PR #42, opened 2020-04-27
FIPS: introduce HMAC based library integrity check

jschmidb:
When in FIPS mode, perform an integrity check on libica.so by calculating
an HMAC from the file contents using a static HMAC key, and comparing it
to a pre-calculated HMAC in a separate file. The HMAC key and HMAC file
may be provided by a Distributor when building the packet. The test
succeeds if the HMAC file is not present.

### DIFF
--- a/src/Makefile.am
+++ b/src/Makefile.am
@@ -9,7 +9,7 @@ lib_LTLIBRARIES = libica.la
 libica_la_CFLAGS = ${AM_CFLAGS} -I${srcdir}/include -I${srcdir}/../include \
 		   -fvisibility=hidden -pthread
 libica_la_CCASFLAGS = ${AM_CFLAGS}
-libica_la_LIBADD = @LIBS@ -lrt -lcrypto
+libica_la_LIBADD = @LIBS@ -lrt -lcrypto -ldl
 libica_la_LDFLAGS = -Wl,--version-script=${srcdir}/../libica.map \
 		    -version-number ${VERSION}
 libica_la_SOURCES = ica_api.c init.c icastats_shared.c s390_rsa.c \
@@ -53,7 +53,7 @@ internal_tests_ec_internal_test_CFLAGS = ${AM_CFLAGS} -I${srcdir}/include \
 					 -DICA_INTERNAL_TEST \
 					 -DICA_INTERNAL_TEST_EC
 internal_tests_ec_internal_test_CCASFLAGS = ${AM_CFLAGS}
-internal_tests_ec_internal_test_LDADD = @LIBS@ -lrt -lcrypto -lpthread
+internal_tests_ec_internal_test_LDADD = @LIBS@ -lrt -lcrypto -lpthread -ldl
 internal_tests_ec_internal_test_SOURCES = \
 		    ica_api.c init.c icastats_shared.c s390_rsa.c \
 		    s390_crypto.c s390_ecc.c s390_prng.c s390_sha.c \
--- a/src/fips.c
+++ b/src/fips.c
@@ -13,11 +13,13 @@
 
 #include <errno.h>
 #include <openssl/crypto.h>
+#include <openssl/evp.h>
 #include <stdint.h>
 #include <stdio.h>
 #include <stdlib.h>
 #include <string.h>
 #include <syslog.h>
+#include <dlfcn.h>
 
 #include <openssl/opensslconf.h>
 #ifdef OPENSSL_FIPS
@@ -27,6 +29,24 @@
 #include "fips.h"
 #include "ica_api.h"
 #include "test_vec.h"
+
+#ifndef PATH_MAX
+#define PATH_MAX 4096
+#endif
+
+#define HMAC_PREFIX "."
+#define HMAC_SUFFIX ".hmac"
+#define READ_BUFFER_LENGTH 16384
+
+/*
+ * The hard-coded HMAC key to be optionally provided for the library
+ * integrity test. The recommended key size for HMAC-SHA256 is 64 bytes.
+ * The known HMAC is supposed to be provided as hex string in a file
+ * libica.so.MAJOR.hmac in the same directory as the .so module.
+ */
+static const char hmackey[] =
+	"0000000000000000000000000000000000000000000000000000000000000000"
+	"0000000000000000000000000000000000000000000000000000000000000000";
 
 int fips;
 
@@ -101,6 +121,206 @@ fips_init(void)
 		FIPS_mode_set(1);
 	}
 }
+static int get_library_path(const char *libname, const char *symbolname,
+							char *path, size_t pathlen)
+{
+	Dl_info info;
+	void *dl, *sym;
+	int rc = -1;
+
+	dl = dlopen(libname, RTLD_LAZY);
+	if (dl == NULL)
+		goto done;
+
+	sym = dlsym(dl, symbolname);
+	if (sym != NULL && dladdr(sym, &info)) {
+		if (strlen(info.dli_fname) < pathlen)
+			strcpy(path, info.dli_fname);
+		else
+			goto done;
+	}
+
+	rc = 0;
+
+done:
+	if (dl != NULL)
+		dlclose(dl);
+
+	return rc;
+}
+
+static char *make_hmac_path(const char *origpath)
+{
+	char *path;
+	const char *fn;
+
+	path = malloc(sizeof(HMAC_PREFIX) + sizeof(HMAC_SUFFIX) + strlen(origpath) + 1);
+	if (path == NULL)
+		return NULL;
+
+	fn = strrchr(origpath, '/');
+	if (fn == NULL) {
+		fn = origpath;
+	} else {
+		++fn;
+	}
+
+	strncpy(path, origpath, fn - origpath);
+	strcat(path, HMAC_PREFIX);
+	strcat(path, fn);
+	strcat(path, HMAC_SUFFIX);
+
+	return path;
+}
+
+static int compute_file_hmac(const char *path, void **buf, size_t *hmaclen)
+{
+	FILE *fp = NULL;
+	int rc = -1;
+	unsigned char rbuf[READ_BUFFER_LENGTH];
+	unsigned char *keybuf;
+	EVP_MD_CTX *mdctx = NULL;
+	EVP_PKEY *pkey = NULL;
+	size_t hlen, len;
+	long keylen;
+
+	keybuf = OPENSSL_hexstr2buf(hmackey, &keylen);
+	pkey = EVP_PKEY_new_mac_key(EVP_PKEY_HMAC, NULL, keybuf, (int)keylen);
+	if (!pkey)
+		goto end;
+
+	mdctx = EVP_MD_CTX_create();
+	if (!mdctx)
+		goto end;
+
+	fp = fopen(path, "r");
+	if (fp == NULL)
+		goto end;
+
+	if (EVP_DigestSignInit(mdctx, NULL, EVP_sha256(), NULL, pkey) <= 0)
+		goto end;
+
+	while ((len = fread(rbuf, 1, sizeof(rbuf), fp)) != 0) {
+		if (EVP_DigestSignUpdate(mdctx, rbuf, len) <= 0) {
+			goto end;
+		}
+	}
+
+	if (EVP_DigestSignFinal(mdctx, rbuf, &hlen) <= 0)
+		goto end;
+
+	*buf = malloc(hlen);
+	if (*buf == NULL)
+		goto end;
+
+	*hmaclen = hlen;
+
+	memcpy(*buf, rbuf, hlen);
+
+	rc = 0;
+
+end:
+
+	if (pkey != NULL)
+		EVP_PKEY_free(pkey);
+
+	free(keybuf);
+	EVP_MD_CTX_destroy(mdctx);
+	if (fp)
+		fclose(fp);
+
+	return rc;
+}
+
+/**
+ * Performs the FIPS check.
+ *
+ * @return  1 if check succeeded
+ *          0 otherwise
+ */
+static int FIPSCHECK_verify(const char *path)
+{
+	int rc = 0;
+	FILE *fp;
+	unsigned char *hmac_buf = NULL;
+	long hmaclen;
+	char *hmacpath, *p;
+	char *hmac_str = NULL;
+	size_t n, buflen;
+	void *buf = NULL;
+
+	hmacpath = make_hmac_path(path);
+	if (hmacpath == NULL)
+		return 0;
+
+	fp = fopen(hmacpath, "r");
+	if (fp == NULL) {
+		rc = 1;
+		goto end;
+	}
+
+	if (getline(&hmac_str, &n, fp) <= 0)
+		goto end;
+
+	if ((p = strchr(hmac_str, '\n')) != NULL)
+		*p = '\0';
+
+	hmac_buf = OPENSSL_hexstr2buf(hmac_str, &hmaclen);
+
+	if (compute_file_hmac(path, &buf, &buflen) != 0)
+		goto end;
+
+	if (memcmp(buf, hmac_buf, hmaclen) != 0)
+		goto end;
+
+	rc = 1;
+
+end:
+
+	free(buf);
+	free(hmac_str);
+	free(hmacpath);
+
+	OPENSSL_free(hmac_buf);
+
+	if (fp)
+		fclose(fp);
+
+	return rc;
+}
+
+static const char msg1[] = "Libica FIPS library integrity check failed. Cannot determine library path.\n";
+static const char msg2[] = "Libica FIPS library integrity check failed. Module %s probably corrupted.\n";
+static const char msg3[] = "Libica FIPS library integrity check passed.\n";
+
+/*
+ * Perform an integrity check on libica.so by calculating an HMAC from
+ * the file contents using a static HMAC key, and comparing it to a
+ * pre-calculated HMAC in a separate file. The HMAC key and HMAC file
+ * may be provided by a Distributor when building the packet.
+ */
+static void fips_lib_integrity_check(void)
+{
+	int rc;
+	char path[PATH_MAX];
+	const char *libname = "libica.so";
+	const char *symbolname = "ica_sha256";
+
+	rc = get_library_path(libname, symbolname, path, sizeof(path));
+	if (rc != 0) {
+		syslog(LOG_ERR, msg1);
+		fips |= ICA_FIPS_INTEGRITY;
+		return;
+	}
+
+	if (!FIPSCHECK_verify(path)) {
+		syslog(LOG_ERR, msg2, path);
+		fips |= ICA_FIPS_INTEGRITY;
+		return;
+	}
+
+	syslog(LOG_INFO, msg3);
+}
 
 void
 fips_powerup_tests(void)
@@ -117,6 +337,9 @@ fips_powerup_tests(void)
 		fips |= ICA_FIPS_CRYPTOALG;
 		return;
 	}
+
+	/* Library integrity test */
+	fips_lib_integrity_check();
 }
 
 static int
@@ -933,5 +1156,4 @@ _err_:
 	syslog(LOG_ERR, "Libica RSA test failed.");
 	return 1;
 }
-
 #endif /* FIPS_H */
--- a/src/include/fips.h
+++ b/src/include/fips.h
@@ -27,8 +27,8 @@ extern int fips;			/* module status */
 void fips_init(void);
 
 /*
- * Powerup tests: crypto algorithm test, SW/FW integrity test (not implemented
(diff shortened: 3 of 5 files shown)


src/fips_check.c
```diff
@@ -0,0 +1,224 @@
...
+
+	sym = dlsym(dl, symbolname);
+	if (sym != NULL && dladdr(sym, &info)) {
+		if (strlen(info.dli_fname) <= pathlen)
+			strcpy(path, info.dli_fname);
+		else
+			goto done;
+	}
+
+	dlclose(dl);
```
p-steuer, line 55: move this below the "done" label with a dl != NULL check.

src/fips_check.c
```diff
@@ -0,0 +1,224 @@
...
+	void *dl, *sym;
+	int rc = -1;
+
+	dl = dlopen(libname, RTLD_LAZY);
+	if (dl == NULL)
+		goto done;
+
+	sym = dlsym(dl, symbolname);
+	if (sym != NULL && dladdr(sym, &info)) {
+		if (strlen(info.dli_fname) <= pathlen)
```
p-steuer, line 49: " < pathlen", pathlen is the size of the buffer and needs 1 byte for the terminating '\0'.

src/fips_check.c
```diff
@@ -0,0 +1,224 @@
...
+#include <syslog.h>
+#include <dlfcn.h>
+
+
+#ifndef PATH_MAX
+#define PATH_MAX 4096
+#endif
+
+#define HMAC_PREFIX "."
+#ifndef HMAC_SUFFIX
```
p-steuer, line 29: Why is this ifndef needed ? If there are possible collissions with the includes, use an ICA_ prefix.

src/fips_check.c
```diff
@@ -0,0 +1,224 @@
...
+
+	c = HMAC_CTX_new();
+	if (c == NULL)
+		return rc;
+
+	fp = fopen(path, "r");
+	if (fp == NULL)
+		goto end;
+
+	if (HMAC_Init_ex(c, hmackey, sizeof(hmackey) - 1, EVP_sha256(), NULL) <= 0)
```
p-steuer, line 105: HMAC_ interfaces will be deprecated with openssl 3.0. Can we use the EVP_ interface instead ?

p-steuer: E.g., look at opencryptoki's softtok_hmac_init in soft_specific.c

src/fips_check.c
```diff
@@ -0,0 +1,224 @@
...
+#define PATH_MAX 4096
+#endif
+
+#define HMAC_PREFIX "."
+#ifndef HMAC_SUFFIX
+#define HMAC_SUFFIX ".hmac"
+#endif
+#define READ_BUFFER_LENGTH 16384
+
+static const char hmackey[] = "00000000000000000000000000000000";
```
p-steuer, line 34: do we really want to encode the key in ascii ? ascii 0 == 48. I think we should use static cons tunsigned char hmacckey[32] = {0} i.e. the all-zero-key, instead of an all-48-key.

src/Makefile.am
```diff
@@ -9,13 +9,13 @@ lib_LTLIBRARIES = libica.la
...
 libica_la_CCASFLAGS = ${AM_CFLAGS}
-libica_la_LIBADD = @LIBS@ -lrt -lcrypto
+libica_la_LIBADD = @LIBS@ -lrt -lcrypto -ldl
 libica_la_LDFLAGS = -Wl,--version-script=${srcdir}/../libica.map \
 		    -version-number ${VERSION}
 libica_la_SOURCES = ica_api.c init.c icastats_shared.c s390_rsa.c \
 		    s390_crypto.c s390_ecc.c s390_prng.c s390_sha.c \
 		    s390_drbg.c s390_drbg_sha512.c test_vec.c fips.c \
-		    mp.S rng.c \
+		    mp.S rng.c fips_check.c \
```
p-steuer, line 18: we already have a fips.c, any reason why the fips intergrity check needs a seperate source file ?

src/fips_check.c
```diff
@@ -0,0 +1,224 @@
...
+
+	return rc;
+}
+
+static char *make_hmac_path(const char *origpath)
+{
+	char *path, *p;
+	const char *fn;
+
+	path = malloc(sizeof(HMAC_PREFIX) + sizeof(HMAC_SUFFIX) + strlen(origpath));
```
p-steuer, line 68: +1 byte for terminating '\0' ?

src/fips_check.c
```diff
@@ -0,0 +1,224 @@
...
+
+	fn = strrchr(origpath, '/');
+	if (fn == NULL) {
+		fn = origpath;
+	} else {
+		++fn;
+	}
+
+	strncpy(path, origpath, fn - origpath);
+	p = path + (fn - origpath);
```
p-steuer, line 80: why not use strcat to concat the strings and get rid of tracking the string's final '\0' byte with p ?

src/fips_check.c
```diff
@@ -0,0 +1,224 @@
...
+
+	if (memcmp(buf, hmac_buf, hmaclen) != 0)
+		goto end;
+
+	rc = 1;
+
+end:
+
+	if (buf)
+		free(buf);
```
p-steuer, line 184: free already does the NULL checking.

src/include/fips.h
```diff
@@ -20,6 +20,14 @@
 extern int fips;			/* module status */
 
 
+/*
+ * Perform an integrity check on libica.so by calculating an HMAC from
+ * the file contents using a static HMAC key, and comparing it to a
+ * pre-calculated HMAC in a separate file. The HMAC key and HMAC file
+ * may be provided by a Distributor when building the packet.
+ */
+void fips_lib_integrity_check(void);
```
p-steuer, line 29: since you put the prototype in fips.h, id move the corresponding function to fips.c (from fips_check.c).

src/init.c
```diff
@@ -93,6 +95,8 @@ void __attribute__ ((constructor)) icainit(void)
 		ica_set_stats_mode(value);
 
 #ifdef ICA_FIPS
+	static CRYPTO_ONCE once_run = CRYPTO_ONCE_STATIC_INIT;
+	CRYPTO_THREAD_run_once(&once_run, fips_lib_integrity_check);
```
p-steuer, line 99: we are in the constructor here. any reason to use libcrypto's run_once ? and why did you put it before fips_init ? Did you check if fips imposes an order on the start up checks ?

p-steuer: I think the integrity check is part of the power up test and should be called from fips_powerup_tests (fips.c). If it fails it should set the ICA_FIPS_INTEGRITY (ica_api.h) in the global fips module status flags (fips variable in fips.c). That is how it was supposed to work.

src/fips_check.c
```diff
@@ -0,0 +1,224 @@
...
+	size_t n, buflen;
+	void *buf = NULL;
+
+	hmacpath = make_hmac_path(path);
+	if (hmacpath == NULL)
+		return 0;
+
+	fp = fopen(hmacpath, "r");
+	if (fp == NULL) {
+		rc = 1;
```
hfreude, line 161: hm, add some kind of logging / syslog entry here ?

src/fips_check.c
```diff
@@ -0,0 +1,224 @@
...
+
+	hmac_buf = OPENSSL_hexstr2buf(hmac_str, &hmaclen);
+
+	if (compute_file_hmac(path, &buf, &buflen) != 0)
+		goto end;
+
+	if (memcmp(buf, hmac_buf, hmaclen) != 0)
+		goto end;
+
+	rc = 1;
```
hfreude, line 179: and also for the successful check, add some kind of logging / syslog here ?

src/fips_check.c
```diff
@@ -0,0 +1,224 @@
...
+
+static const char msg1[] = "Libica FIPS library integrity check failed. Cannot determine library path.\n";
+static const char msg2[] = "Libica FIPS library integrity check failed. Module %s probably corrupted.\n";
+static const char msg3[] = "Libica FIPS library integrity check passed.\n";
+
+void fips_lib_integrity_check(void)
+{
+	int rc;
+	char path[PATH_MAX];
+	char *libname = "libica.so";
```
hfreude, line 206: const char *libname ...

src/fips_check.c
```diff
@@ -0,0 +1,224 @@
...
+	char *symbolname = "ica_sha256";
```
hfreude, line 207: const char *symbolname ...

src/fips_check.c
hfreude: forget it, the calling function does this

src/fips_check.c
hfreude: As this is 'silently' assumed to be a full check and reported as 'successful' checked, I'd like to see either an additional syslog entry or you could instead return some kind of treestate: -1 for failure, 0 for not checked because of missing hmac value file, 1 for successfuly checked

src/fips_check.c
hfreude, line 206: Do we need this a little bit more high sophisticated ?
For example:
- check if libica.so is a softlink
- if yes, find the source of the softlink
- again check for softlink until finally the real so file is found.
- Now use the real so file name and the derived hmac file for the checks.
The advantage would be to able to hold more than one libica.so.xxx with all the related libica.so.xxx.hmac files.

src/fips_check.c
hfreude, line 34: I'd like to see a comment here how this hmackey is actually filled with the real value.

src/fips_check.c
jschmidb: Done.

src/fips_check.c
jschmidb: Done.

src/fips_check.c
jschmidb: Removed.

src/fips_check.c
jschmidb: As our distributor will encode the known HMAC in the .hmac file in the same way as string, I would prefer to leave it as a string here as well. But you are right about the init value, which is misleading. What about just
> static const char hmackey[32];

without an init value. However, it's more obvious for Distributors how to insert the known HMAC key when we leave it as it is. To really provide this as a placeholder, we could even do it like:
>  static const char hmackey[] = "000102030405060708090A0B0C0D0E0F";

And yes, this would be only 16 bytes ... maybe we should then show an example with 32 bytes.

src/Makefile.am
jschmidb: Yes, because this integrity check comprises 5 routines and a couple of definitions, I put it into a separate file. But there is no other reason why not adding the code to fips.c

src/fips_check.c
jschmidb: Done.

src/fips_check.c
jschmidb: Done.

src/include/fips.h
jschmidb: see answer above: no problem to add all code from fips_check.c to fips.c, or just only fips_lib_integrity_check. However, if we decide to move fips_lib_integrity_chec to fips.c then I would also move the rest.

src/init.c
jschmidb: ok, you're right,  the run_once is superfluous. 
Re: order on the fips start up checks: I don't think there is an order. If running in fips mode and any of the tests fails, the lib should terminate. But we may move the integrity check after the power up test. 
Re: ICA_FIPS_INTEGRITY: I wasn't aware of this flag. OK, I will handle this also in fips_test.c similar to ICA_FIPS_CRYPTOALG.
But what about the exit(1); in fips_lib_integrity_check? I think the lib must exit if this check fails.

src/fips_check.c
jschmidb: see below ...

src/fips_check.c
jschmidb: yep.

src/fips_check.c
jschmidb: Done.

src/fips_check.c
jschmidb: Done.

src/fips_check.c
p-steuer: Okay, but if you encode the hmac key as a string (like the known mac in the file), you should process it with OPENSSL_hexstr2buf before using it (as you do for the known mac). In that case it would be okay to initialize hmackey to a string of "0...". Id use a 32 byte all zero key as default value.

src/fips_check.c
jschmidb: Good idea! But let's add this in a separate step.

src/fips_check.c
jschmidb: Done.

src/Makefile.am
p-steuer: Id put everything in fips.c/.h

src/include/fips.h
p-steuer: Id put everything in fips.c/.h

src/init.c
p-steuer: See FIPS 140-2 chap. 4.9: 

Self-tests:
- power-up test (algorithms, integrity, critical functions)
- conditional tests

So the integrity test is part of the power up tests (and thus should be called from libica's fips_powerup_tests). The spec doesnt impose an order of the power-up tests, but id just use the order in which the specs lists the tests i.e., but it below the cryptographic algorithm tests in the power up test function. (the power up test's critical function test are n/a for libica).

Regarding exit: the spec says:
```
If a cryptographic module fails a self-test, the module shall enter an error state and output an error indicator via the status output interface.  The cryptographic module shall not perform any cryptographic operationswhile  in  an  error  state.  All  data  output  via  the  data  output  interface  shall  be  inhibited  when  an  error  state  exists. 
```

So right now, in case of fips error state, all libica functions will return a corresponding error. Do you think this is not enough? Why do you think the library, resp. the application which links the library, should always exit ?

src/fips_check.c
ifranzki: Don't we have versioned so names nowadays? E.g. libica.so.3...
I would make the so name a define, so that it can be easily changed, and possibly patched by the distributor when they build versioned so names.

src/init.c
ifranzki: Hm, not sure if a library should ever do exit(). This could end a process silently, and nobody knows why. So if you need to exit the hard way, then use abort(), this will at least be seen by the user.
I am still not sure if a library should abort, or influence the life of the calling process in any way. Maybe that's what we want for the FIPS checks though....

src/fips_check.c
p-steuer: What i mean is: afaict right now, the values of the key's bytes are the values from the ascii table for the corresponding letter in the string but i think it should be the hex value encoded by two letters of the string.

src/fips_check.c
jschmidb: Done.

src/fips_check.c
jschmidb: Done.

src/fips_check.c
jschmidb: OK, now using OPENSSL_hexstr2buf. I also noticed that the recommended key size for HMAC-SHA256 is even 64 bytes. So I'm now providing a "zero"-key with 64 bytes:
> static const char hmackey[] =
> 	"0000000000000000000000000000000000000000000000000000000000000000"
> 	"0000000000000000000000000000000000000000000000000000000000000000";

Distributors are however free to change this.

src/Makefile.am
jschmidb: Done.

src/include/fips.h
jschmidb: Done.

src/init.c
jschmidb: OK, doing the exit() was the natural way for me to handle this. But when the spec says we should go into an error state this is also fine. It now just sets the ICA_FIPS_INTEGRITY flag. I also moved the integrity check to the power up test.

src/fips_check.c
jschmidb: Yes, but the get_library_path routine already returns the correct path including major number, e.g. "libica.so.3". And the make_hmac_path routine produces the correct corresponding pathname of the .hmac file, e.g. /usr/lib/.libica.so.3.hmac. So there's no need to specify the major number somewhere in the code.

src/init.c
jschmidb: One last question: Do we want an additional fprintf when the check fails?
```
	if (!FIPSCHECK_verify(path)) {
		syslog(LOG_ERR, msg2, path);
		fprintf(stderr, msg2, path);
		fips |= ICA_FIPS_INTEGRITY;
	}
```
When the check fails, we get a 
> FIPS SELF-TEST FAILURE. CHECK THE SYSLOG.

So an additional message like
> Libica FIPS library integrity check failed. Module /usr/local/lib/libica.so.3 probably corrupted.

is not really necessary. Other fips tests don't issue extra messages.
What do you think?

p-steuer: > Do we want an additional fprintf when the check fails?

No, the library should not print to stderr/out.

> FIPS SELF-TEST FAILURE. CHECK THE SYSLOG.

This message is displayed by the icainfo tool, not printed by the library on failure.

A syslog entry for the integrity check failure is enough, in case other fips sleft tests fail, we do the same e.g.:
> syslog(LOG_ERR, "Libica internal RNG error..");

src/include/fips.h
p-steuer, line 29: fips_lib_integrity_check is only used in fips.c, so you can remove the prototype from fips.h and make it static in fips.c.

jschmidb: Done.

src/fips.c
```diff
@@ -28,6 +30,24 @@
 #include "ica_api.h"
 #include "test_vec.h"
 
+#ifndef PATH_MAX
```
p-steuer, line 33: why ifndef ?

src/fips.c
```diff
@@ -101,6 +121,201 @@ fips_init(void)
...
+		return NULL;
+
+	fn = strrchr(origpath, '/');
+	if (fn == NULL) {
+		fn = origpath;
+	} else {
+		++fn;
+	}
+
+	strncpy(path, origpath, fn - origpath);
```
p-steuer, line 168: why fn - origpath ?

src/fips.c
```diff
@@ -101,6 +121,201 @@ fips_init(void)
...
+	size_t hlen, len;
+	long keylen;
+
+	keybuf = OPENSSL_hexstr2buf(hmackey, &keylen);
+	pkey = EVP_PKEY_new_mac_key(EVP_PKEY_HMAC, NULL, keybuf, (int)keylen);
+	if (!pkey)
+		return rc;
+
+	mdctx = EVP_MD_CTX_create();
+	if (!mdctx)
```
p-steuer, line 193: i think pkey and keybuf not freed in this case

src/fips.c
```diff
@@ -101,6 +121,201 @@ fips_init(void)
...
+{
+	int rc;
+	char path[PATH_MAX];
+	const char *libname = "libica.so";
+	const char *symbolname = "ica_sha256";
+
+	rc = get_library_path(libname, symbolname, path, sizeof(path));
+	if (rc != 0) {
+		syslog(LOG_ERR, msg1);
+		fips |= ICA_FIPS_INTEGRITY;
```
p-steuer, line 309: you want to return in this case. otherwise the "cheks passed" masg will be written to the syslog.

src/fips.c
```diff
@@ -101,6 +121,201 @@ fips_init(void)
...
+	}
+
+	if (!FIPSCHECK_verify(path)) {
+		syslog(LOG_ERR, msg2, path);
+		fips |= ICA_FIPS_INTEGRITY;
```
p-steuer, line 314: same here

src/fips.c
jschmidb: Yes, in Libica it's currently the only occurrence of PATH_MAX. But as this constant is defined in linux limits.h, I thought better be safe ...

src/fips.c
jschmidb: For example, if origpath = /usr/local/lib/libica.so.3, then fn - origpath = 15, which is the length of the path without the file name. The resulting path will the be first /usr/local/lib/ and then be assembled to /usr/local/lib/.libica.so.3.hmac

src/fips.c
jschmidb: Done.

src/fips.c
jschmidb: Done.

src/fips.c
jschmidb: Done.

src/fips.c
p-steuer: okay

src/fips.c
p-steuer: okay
────────────────
*Work to complete:* Wherever the word "fprintf" occurs in a line of the listing, copy that line.

*Final answer:*
jschmidb: One last question: Do we want an additional fprintf when the check fails?
		fprintf(stderr, msg2, path);
p-steuer: > Do we want an additional fprintf when the check fails?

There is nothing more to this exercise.